A single number is all that's needed: how many lines in the data contain the string "yescorp".

Stored data
——

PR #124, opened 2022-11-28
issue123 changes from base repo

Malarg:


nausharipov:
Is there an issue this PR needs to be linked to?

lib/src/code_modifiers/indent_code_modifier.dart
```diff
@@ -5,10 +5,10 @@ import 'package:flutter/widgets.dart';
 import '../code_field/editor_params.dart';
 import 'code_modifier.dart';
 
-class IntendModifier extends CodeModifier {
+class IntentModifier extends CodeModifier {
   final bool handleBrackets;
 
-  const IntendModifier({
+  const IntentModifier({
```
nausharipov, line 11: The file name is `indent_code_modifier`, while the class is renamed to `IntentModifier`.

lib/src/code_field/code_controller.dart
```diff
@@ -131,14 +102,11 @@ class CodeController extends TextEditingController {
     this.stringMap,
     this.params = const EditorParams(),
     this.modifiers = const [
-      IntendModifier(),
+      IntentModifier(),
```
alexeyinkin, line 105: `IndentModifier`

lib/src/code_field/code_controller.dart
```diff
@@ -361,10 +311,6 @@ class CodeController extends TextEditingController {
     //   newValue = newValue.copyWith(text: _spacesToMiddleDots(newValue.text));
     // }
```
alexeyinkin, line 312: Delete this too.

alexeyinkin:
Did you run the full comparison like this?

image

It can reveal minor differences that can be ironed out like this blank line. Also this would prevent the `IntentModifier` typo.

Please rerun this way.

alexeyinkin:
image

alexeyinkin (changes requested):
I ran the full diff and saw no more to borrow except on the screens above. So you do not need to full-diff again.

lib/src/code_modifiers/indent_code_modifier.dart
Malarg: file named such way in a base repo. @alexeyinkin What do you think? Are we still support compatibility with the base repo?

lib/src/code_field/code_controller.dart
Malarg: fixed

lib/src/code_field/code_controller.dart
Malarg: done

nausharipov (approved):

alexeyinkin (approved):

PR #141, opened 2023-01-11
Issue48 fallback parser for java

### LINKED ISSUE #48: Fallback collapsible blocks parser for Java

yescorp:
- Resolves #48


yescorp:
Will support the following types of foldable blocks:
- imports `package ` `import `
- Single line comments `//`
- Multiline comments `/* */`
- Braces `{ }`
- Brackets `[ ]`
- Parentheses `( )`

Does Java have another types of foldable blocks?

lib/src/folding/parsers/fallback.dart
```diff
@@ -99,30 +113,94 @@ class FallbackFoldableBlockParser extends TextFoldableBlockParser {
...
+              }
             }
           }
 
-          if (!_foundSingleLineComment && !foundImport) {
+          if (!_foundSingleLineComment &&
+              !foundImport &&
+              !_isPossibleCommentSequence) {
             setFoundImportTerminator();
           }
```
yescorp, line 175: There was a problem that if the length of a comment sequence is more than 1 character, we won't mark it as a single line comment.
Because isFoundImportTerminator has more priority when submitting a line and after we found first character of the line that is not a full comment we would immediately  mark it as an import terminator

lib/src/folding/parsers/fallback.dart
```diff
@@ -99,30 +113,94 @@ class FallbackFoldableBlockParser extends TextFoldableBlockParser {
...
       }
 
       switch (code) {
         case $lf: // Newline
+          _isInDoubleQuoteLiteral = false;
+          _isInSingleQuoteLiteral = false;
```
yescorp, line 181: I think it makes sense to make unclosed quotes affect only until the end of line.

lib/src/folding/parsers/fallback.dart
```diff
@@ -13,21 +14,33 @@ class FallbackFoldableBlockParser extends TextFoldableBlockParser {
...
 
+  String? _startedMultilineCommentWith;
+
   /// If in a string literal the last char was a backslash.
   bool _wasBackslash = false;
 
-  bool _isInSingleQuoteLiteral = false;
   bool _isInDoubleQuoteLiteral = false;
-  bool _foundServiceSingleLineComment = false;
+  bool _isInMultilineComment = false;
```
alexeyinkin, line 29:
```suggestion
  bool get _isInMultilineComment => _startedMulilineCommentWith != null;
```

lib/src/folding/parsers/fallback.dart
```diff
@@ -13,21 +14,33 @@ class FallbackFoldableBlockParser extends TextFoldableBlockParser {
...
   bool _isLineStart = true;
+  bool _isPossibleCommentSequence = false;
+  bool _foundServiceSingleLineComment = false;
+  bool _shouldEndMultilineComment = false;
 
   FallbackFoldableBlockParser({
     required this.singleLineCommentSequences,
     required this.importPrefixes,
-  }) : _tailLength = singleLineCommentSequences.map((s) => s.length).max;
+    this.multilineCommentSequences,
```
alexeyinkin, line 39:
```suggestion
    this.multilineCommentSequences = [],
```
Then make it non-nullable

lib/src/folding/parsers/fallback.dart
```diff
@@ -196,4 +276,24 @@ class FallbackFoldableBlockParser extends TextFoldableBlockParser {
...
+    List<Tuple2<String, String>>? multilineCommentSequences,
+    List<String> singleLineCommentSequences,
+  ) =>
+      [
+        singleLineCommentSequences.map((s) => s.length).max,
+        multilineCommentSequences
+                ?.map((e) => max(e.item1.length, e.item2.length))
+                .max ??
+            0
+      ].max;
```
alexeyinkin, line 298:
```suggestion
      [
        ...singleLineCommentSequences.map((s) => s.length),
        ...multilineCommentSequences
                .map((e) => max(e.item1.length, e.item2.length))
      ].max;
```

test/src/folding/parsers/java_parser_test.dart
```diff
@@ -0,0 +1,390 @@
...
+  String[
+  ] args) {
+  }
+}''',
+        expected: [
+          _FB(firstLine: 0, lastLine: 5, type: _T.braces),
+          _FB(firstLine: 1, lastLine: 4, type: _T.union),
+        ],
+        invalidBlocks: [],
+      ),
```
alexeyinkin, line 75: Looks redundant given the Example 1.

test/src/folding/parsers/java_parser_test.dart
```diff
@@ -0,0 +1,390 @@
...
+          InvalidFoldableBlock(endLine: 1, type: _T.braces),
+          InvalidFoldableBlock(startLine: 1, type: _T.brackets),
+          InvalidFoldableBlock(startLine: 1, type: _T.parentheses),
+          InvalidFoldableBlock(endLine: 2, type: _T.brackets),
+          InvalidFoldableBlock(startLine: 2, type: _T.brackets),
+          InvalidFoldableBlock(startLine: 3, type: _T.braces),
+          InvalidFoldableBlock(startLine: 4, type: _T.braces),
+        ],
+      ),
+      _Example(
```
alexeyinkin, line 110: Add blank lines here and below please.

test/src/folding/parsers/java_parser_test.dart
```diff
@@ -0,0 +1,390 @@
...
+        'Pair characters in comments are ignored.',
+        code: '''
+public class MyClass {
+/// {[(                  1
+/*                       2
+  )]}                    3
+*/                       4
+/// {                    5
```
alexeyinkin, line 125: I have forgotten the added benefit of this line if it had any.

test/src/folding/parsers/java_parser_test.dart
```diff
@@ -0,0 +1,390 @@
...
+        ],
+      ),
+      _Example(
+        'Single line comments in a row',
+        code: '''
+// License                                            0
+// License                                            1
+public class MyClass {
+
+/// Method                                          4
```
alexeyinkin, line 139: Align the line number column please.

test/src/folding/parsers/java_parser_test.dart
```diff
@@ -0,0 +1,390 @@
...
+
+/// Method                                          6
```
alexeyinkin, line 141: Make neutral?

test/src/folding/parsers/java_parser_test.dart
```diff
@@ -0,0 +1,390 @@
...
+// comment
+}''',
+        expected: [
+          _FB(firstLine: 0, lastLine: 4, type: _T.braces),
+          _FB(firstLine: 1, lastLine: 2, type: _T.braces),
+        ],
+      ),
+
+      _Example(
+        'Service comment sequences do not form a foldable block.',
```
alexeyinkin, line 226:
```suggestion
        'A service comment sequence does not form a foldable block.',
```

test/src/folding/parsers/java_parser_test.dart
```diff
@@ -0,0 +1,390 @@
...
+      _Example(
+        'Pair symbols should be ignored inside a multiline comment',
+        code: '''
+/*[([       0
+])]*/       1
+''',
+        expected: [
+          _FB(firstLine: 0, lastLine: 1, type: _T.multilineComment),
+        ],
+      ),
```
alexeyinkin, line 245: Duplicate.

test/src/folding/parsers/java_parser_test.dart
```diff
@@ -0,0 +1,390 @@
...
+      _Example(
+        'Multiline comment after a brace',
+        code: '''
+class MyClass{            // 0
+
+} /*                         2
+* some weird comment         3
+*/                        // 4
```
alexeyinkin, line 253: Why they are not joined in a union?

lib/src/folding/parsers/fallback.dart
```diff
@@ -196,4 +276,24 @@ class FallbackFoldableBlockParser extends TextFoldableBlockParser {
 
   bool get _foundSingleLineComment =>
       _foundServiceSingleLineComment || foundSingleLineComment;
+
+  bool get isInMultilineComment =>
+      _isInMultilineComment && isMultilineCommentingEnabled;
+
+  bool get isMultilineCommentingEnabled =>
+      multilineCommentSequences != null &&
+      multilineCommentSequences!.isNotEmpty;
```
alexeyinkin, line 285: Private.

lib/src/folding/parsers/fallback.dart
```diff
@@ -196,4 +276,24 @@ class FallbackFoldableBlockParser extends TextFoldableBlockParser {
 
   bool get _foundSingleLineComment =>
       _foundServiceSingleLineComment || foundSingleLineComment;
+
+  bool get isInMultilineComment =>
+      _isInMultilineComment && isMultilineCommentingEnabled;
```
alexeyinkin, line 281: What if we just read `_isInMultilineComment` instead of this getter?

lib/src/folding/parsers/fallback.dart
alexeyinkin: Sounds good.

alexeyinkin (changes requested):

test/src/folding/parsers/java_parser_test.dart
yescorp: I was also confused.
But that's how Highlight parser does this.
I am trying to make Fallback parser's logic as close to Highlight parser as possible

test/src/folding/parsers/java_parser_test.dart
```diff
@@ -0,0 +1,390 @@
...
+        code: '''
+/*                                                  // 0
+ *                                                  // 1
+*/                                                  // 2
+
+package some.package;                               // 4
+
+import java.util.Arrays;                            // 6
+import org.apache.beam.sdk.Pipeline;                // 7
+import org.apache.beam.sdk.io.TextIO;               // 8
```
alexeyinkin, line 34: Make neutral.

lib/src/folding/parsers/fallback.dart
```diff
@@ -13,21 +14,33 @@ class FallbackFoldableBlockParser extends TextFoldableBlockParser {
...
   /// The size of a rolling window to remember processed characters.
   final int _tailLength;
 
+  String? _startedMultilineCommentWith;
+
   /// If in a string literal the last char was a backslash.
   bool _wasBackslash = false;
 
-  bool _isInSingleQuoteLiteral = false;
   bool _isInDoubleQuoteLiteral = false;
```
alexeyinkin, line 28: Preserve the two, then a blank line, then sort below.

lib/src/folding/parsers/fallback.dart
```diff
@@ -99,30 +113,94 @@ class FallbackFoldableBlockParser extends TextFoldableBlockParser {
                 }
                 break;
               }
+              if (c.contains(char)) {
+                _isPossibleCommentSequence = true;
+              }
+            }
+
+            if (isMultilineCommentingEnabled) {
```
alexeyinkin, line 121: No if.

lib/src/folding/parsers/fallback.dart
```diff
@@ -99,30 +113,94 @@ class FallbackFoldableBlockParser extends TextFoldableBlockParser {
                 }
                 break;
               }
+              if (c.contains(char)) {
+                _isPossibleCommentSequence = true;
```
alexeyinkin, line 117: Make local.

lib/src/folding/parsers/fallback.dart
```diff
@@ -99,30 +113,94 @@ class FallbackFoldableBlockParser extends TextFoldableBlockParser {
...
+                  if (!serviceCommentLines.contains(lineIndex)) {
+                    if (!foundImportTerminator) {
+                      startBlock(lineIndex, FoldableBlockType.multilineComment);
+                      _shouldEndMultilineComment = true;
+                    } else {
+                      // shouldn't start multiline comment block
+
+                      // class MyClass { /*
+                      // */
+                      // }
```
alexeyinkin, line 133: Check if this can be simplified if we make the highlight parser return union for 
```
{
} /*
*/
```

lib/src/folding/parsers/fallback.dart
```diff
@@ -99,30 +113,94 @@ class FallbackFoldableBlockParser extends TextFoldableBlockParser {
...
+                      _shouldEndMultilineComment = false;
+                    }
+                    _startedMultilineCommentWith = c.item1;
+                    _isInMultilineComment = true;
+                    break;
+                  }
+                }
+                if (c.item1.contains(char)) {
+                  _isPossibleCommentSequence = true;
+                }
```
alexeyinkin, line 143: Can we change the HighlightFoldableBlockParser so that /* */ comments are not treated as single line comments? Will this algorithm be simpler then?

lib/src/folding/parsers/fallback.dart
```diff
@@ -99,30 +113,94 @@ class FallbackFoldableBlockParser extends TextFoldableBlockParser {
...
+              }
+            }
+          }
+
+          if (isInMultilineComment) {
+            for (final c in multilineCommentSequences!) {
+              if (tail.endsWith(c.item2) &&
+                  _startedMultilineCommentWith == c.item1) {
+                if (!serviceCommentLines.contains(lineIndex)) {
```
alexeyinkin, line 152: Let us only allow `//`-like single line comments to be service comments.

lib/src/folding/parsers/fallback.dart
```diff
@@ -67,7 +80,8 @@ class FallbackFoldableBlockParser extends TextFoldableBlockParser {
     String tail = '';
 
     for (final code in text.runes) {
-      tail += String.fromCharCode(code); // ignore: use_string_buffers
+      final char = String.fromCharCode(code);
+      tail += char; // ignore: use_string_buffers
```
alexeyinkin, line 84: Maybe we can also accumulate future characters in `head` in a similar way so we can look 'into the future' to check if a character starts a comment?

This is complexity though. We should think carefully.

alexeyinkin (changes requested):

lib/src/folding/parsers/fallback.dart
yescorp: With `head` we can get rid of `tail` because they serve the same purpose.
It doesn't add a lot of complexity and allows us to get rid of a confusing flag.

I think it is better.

——

YOUR SOLUTION
6